What is that fern looking plant growing next to you tomatoes? Would you be willing to share your bread and butter pickle recipe on the recipe Forum? 
Thanks-whistech


----------



## huntr4life (Apr 30, 2007)

whistech said:


> What is that fern looking plant growing next to you tomatoes? Would you be willing to share your bread and butter pickle recipe on the recipe Forum?
> Thanks-whistech


Thats dill weed, recipe has been posted.


----------



## JOHNNY QUEST (Mar 6, 2006)

The garden looks great bro... I wish I had room for something like that..

nice haul....


----------



## RLwhaler (Sep 10, 2005)

WOW!! your garden looks fantastic! and the result in those jars..ummm.
Would you kindly share your recipe for jelly and jalaneno?
I was buying somthin' like that from a vender,but, it was habenero(sp) and jelly.

RL


----------



## snapper (Aug 22, 2005)

Nice looking garden and beautiful canning.


----------



## huntr4life (Apr 30, 2007)

RLwhaler said:


> WOW!! your garden looks fantastic! and the result in those jars..ummm.
> Would you kindly share your recipe for jelly and jalaneno?
> I was buying somthin' like that from a vender,but, it was habenero(sp) and jelly.
> 
> RL


3 cups Cranberry juice (not low calorie)
2 cups vinegar
4 to 8 jalepenos halved
10 cups sugar
3 oz pack of pectin (1 pouch)

In a medium stainless-steel, enamel, or non stick saucepan combine cranberry juice, vinegar and jalapenos. Bring to boiling; reduce heat. Simmer, covered for 10 minutes. Strain mixture through a sieve, pressing with the back of a spoon to remove all of the liquid; measure 4 cups, discard pulp.

In a 6 quart heavy kettle combine the 4 cups liquid with the sugar. Bring to a ful rolling boil over high heat, stirring constantly. Quickly stir in pectin. Return to a full rolling boil; boil for 1 minute, stirring constantly. Remove from heat, skim off any foam with a metal spoon (mine did not have any foam).

Ladle into hot, sterilized pint canning jars. leaving a 1/4 inch headspace. Wipe jar rims, adjust lids. Process in boiling water canner for 5-10 minutes, (water bath)remove jars cool on racks until set (2-3 days).
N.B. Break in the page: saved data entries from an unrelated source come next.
PR #2020, opened 2015-09-01
Adds django settings environment variable to all celery processes

dkliban:
re #1216
https://pulp.plan.io/issues/1216

### DIFF
--- a/run-tests.py
+++ b/run-tests.py
@@ -6,6 +6,7 @@ import subprocess
 import sys
 
 from pulp.devel.test_runner import run_tests
+from pulp.server.constants import PULP_DJANGO_SETTINGS_MODULE
 
 # Find and eradicate any existing .pyc files, so they do not eradicate us!
 PROJECT_DIR = os.path.dirname(__file__)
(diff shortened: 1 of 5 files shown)


dkliban:
ok test

server/test/unit/server/async/test_app.py
```diff
@@ -0,0 +1,18 @@
+"""
```
bmbouter: nice module docblock

server/test/unit/server/async/test_app.py
```diff
@@ -0,0 +1,18 @@
...
+from pulp.server.constants import PULP_DJANGO_SETTINGS_MODULE
+
+
+class TestCeleryApp(unittest.TestCase):
+    """
+    Assert that the DJANGO_SETTINGS_MODULE environment variable is set.
+    """
+    @mock.patch('pulp.server.initialization.initialize')
+    def test_django_env_variable(self, mock_initialize):
+        from pulp.server.async import app  # noqa
```
bmbouter: This should be moved up to the module itself. Having it here doesn't really guard against the problem that other test code could have imported a line of code that set the environment variable. If it was already modified having the import statement here versus at the top won't solve that problem. As such, moving it to the top would be good.

bmbouter:
For the same reasons as [this comment](https://github.com/pulp/pulp/pull/2020#discussion_r38424907), the changes made to `server/test/unit/server/async/test_scheduler.py` can probably be reverted. I don't think this is actually asserting much that the test in `server/test/unit/server/async/test_app.py` isn't already.

bmbouter:
I suggested moving the import statement and also reverting the changes in `server/test/unit/server/async/test_scheduler.py`. I don't need to re-review, LGTM.

PR #2021, opened 2015-09-01
Moves post_init functionality to attach_signals.

bmbouter:
This platform changes causes validation to happen earlier
before mongoengine begins its init. This causes a coded
exception to be raised earlier in the case that the model
definition is invalid.


bmbouter:
@barnabycourt thanks for the review.

PR #2023, opened 2015-09-03
Adjust the example Vagrantfile for the new F22 box location.

rbarlow:
I learned in a bug report I filed against vagrant-libvirt that the Fedora 22 Vagrant box we use has moved
locations[0]. This commit updates the example Vagrantfile to use the new location. There are 301 redirects in place
for the old location, so there is no immediate urgency for developers to adopt this change.

[0] https://github.com/pradels/vagrant-libvirt/issues/452#issuecomment-137332077


rbarlow:
ok test

PR #2024, opened 2015-09-03
update pulp-selinux for ostree gpg-related perms

beav:
This patch adds an additional SELinux allow rule so pulp-ostree can invoke the
gpg binary.

### DIFF
--- a/server/selinux/server/pulp-celery.te
+++ b/server/selinux/server/pulp-celery.te
@@ -101,6 +101,7 @@ corecmd_exec_shell(celery_t)
 corecmd_read_bin_symlinks(celery_t)
 dev_read_urand(celery_t)
 files_rw_pid_dirs(celery_t)
+gpg_exec(celery_t) # needed for ostree
 kernel_read_system_state(celery_t)
 libs_exec_ldconfig(celery_t)
 logging_send_syslog_msg(celery_t)


server/selinux/server/pulp-celery.te
```diff
@@ -59,6 +60,8 @@ allow celery_t pulp_var_run_t:file manage_file_perms;
 allow celery_t pulp_var_run_t:dir manage_dir_perms;
 files_pid_filetrans(celery_t, pulp_var_run_t, file)
 
+# needed for ostree
+allow celery_t gpg_exec_t:file { read execute open execute_no_trans };
```
bmbouter: Is there a refpol statement that is equivalent to this? Usually I ask in #selinux on freenode or on tech-list. It would make it look more [line #55](https://github.com/beav/pulp/blob/e677845b69189309f570b6a3a0650536c6e91d92/server/selinux/server/pulp-celery.te#L55).

It would be more like allow:

```
celery_t gpg_exec_t:file exec;
```

Or maybe a macro to have celery_t receive the execute like [line #98](https://github.com/beav/pulp/blob/e677845b69189309f570b6a3a0650536c6e91d92/server/selinux/server/pulp-celery.te#L98)

bmbouter: Can this be rewritten and moved into the lower section. After asking in #selinux it was suggested to use:

```
gpg_exec(celery_t) ;
```

Also can it be moved into the [lower section](https://github.com/beav/pulp/blob/ostree-gpg-selinux/server/selinux/server/pulp-celery.te#L98-L112) with a comment to the right of the statement.

beav: Thanks for investigating this. I will make the changes now.

bmbouter:
@beav LGTM, do you want to merge it and merge forward?

beav:
yup will do. thanks for the review :koala:

PR #2026, opened 2015-09-03
Add provider to shared storage location.

jortel:
https://pulp.plan.io/issues/1233

Add provider to shared storage and include it in the path.  This needed to be propagated to the shared content unit class.

### DIFF
--- a/server/pulp/server/content/storage.py
+++ b/server/pulp/server/content/storage.py
@@ -116,17 +116,24 @@ class SharedStorage(ContentStorage):
     """
     Direct shared storage.
 
+    :ivar provider: A storage provider.
+        This defines the storage mechanism and qualifies the storage_id.
+    :type provider: str
     :ivar storage_id: A shared storage identifier.
     :ivar storage_id: str
     """
 
-    def __init__(self, storage_id):
+    def __init__(self, provider, storage_id):
         """
+        :param provider: A storage provider.
+            This defines the storage mechanism and qualifies the storage_id.
+        :type provider: str
         :param storage_id: A shared storage identifier.
         :ivar storage_id: str
         """
         super(SharedStorage, self).__init__()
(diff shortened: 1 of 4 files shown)


server/test/unit/server/db/test_model.py
```diff
@@ -237,6 +237,11 @@ class TestUnit(model.SharedContentUnit):
     def test_abstract(self):
         unit = TestSharedContentUnit.TestUnit()
         try:
+            unit.storage_provider
```
ipanova: would not it be better to split this test into two tescases- test_storage_provider and test_storage_id? to avoid 2 try/except that are testing 2 different things.

server/pulp/server/content/storage.py
```diff
@@ -116,17 +116,24 @@ class SharedStorage(ContentStorage):
...
 
+    :ivar provider: A storage provider.
+        This defines the storage mechanism and qualifies the storage_id.
+    :type provider: str
     :ivar storage_id: A shared storage identifier.
     :ivar storage_id: str
     """
 
-    def __init__(self, storage_id):
+    def __init__(self, provider, storage_id):
```
ipanova: i would name it 'storage_provider' to avoid confusion in the future

ipanova:
@jortel i proposed some suggestions, no need to re-review,LGTM

server/test/unit/server/db/test_model.py
```diff
@@ -237,6 +237,11 @@ class TestUnit(model.SharedContentUnit):
     def test_abstract(self):
         unit = TestSharedContentUnit.TestUnit()
         try:
```
mhrivnak: you could still use ```assertRaises``` here by using ```getattr``` as the callable.

```
self.assertRaises(NotImplementedError, getattr, unit, 'storage_provider')
```

PR #2029, opened 2015-09-04
Fixed the unit unassociate workflow to work with mongoengine models and filters

mhrivnak:
fixes #1212 

https://pulp.plan.io/issues/1212

### DIFF
--- a/server/pulp/server/managers/repo/unit_association.py
+++ b/server/pulp/server/managers/repo/unit_association.py
@@ -414,15 +414,21 @@ def calculate_associated_type_ids(source_repo_id, associated_units):
 
 
 def create_transfer_units(associate_units, associated_unit_type_ids):
-    type_defs = {}
-    for def_id in associated_unit_type_ids:
-        type_def = types_db.type_definition(def_id)
-        type_defs[def_id] = type_def
+    unit_key_fields = {}
+    for unit_type_id in associated_unit_type_ids:
+        type_def = types_db.type_definition(unit_type_id)
+        if type_def is not None:
+            # this is an "old style" model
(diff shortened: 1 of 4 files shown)


server/pulp/server/managers/repo/unit_association.py
```diff
@@ -414,15 +414,21 @@ def calculate_associated_type_ids(source_repo_id, associated_units):
...
 
 def create_transfer_units(associate_units, associated_unit_type_ids):
-    type_defs = {}
-    for def_id in associated_unit_type_ids:
-        type_def = types_db.type_definition(def_id)
-        type_defs[def_id] = type_def
+    unit_key_fields = {}
+    for unit_type_id in associated_unit_type_ids:
+        type_def = types_db.type_definition(unit_type_id)
+        if type_def is not None:
```
bmbouter: Consider simplifying the `if` statement to not have a negation. The new-style could become the `if` codepath with

```
if type_def is None:
```

bmbouter:
I tested this against the puppet mongoengine reproducer described in the issue and it resolved the problem. Great job, LGTM.

server/pulp/server/managers/repo/unit_association.py
mhrivnak: I considered that and initially went that way, but here's why I changed my mind. As-is, the code that gets the type_def is near the code that uses it. If that doesn't work, we move on to the code that gets the model and then uses it. Ignoring control statements, it can be reduced to:

get A
use A
get B
use B

I think this a more friendly and readable layout than the alternative, but it's definitely a subtlety.

bmbouter: cool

Pour the jelly over a block of cream cheese and serve with crackers for a simple snack or appetizer.


----------



## RLwhaler (Sep 10, 2005)

Thank you Sir! very much appreciated.

Best,
Richard



huntr4life said:


> 3 cups Cranberry juice (not low calorie)
> 2 cups vinegar
> 4 to 8 jalepenos halved
> 10 cups sugar
> ...


----------



## activescrape (Jan 8, 2006)

Most excellent. You did good!


----------